▸ What is needed:
State the count of lines below in which the word "dest" appears, and add nothing.

══ Data listing

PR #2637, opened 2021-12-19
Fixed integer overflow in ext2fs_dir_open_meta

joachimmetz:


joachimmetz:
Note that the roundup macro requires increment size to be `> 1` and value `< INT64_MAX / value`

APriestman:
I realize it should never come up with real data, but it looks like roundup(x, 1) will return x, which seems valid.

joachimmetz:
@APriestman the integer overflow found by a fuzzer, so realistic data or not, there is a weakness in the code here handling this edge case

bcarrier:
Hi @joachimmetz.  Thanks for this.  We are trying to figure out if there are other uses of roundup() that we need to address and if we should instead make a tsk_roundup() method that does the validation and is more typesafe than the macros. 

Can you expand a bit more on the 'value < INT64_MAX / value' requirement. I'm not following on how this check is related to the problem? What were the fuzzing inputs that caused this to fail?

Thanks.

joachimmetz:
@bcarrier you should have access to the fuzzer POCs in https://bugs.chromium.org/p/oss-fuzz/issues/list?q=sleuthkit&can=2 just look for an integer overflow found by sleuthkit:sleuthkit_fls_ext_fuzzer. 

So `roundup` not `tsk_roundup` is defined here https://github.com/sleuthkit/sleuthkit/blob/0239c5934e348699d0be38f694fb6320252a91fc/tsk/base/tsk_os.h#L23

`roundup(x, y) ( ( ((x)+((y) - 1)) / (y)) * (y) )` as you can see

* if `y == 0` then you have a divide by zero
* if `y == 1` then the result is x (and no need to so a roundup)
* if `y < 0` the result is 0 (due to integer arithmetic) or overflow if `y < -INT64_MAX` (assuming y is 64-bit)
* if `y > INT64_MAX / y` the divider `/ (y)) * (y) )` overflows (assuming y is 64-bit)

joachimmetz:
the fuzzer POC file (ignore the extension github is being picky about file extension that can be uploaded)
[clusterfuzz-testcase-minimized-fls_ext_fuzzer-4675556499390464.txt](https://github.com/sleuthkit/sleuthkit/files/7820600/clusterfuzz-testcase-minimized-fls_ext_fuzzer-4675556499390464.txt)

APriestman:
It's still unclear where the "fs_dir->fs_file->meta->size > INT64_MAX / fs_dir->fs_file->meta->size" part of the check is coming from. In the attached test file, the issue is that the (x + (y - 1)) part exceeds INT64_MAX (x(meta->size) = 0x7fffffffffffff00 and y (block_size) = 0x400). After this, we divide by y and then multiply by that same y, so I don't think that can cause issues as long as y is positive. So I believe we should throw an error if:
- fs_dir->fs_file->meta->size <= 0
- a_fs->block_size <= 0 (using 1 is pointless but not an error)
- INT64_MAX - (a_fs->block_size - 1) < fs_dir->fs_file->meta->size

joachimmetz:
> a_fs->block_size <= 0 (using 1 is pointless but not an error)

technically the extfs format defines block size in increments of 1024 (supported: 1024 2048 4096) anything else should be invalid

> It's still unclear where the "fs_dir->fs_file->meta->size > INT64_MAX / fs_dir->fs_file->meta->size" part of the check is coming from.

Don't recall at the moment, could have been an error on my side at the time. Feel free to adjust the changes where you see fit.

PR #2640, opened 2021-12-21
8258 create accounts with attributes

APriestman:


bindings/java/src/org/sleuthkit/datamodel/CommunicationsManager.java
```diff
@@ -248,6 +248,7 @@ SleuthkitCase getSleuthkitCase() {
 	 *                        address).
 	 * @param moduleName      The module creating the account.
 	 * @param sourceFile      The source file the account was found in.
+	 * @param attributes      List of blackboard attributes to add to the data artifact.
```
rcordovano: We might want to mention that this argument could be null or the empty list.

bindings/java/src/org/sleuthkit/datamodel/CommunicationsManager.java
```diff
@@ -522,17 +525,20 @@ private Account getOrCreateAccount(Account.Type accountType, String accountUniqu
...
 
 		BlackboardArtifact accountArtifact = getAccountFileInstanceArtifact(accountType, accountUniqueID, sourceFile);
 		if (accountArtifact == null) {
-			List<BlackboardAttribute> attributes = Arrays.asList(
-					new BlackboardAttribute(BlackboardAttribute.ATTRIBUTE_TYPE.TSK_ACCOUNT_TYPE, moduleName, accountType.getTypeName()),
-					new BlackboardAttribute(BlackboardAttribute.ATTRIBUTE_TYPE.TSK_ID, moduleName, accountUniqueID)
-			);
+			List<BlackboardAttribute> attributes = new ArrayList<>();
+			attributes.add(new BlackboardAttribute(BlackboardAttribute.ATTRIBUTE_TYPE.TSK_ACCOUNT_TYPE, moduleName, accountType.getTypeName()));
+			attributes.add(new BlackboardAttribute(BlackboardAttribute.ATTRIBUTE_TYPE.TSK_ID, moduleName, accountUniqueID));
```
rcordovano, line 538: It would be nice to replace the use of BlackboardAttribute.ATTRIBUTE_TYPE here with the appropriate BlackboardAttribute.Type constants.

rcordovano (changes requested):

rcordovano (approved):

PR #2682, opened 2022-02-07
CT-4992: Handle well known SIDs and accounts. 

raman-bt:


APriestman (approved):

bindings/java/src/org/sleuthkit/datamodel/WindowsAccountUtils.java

════
══ Data listing

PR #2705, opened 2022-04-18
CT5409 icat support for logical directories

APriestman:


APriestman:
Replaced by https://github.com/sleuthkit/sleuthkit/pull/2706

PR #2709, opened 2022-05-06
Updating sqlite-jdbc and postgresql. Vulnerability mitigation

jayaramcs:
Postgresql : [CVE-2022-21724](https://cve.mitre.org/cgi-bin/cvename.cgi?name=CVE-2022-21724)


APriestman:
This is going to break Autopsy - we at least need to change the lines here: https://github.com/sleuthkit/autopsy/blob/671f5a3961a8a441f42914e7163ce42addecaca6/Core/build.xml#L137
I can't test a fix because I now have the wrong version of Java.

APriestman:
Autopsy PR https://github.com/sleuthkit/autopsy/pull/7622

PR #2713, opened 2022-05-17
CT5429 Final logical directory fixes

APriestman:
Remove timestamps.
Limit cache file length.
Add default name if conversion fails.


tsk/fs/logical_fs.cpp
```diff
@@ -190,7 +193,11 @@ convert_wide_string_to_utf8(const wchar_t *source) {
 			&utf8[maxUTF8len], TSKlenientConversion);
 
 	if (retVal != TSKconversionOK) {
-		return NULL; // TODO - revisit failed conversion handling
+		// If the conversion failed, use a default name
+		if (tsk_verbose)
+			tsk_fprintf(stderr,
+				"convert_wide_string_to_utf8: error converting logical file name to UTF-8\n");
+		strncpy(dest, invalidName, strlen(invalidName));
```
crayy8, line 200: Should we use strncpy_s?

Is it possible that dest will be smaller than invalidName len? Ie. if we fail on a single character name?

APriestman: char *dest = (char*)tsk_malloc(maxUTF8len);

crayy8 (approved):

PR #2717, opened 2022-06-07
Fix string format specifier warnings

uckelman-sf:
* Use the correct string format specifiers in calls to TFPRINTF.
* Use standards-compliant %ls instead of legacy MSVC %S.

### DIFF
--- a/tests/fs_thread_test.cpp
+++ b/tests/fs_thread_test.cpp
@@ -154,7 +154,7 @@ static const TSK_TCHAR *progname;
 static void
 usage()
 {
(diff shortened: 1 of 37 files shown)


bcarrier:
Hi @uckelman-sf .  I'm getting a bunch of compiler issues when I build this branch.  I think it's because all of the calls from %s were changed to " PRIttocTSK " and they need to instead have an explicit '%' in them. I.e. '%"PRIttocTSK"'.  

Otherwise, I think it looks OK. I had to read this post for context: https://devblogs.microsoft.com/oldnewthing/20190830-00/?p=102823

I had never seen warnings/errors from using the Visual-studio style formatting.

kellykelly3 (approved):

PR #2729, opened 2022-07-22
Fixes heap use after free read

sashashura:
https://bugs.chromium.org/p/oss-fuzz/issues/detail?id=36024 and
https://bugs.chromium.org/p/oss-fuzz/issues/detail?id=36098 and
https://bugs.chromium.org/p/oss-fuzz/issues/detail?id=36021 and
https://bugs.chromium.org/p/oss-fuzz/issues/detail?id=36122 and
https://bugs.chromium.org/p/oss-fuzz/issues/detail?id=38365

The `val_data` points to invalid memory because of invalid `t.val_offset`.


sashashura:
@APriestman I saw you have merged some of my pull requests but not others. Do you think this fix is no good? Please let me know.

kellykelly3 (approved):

════
══ Data listing

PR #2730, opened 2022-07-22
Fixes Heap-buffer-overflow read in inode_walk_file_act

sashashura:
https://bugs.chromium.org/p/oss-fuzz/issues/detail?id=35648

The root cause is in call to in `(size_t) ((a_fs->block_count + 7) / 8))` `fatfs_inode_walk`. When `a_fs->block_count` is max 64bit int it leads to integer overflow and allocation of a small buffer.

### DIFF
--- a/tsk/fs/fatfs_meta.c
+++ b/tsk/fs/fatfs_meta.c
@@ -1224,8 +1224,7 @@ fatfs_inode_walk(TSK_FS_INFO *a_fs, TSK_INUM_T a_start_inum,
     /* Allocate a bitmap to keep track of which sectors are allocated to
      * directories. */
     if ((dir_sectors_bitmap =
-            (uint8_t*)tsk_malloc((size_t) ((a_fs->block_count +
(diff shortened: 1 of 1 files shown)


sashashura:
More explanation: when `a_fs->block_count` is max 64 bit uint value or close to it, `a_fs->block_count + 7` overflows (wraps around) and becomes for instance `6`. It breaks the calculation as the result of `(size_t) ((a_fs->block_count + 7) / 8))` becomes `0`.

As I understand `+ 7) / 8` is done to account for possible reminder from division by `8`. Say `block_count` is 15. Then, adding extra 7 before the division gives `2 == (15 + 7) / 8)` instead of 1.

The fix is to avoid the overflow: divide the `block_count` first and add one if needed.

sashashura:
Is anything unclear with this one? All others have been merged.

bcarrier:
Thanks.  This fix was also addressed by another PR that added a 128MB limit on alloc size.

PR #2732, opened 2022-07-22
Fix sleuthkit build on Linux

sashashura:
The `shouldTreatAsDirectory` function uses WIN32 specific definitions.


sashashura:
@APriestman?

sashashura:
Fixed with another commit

════

▸ Solution for this exercise:
3